Понадобилось несколько месяцев немецкой агрессии, чтобы народ понял, что внешний враг столь же омерзителен, сколь и внутренний. Сталин же — в отличие от Гитлера — хитроумно задействовал именно патриотические, освободительные силы народа. Но буквально до последних дней войны в советских войсках вновь и вновь обнаруживались смельчаки, готовые на войну с коммунизмом. Русская Освободительная армия могла б сфокусировать, саккумулировать их... Казалось, “что создание двухмиллионной антикоммунистической армии в кратчайший срок было обеспечено”.

“Части Освободительного движения, само собой разумеется, создавались не для того, чтобы драться с Красной Армией. Предполагалось создать достаточно крепкий кулак, чтобы после сильной пропагандной подготовки проткнуть линию фронта” и — увлечь за собой советское войско обратно к Москве, очищая Россию от коммунизма.

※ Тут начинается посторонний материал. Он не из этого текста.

PR #167, opened 2026-07-01
Consolidate post-contingency balance expressions via target-index dispatch

luke-kiernan:
## Summary

Stacked on #166 (which is itself stacked on #148 / `ac/g1-port`). Reviewing the outage/security-constrained code alongside the existing `_system_expression_type`/`_balance_expression_targets` framework in `add_to_expression.jl` surfaced a natural consolidation: the system-wide, PTDF-nodal, and AreaBalance-area post-contingency balance/deployment expressions differed only in which extra index component sits between `outage_id` and `t` — the surrounding accumulation logic (healthy-device reserve deployment / outaged-generator pre-contingency output) was duplicated three times.

- Introduced `_post_contingency_target_axes`/`_post_contingency_target_index`, mirroring the existing `_balance_expression_targets` pattern: plain multiple dispatch (no closures/higher-order functions), returning a `Tuple` of 0 or 1 extra index components.
- Dispatch is keyed on the expression type `T`, not on `network_model`'s runtime type — `PostContingencyActivePowerBalance` is built unconditionally under every network model (the outer system-wide check), so it must always be axis-less regardless of what `network_model` happens to be at that call site. Only `PostContingencyNodalActivePowerDeployment`/`PostContingencyAreaActivePowerDeployment` are network-model-specific, and their callers already guarantee the matching network model before invoking them. (Caught this the hard way — an earlier version dispatched on `network_model` directly and broke the PTDF path; fixed and re-verified.)
- Six near-duplicate `add_to_expression!` methods collapse into two generic ones + the two small dispatch helpers; the three `_add_pre_contingency_*_terms_over_time!` copies collapse into one.
- As a side effect of unifying the signature, the AreaBalance pre-contingency call site now threads `attribute_device_map` through instead of recomputing it via a redundant `PSY.get_component_supplemental_attribute_pairs` call.

Deliberately did **not** extend this to `PostContingencyGenerationBalanceConstraint`/`PostContingencyCopperPlateBalanceConstraint` — on inspection those aren't just an index-shape difference (the AreaBalance one sums in an extra baseline `ActivePowerBalance` expression the system-wide one doesn't need), so forcing them into the same abstraction would conflate two different concerns for two call sites.

## Test plan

И тут у Казанцева — как и во всех книгах и исследованиях о Русском Освободительном движении на германской стороне линии фронта — становится туманно и топко: не было (возможно, по совокупности обстоятельств и не могло быть) четкого плана освобождения, надеялись на авось, недоучитывали энкаведешного, смершевского, идеологического намордника на советской армии, да, в конце концов, и просто силы инерции, динамики наступательного наката. Трудно предположить, чтобы войско какого-либо сталинского военачальника, того же Жукова, лицом к лицу столкнувшись, например, с армией Власова, тут же стало б брататься. Да это было попросту нереально! Да это были челюсти, готовые молоть и молоть! Но годами сотни тысяч людей жили с надеждой на чудо, что как-нибудь да это произойдет.

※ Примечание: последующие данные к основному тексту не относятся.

PR #3251, opened 2014-10-10
Translate authentication_keys

znz:
I think `authentication_keys` should translate in log-in failure messages.


josevalim:
Ping. :)

PR #3254, opened 2014-10-15
Running views generator with only mailer fails

runephilosof:
Either make this work or document it in the generator help message.


lucasmazza:
I managed to write a patch and a more specific test case for this on eb091b8 - sorry for taking a bit longer to come back to this and thanks for the report.

PR #3281, opened 2014-10-30
Unable to reset password, due to false error about 'wrong reset_password_token'

esofomuso:
The line former 127:-
reset_password_token = Devise.token_generator.digest(self, :reset_password_token, original_token)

И, читая Казанцева, лишний раз видишь с горечью, как огромная, многолюдная сила в одночасье распылилось в ничто. Так мощные облака, кажется готовые сплотиться в тучу, от которой ждешь спасительного дождя, порой так в нее и не собираются, развихряясь и истончаясь.

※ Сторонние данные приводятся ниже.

PR #3304, opened 2014-11-10
Add ActiveSupport::Notification instruments

BM5k:
I've started adding support for ActiveSupport::Notification instruments to devise. Before I get too carried away, I'd like to know if this approach is satisfactory, and if there are any specific places that should emit notifications.

Also, test_unit isn't exactly my cup of tea, so I could use some pointers in how to test these instruments, if that's necessary.

This is still a work in progress.

### DIFF
--- a/lib/devise/models.rb
+++ b/lib/devise/models.rb
@@ -83,7 +83,7 @@ module Devise
 
       devise_modules_hook! do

Казанцев называет три причины быстрой деморализации и конечной неэффективности освободительных русских формирований.

“Первое и, вероятно, самое решающее это то, что возможность консолидации сил была получена слишком поздно”. Гитлеровцы противились до последнего, так как — и справедливо — не видели в ней для себя спасения.

“Второе — это неоправдавшиеся надежды на помощь или нейтралитет западных союзников”. Союзников... чьих? Сталина. Но Казанцев умалчивает, что и Смоленское обращение Власова (1942), и Пражский манифест Комитета Освобождения Народов России (1944) содержат выпады против американских и английских “капиталистов” и “плутократов”. Пусть выпады эти сделаны под нацистским нажимом. Формально Запад имел право рассматривать антисталинские русские силы как не дружественные. (Что, разумеется, не снимает с него преступной вины за секретные ялтинские параграфы — предательские по отношению в принципе к “правам человека”. Кстати, ни один из власовских документов не был огрублен антисемитизмом — несмотря на особое давление нацистов в этом вопросе.)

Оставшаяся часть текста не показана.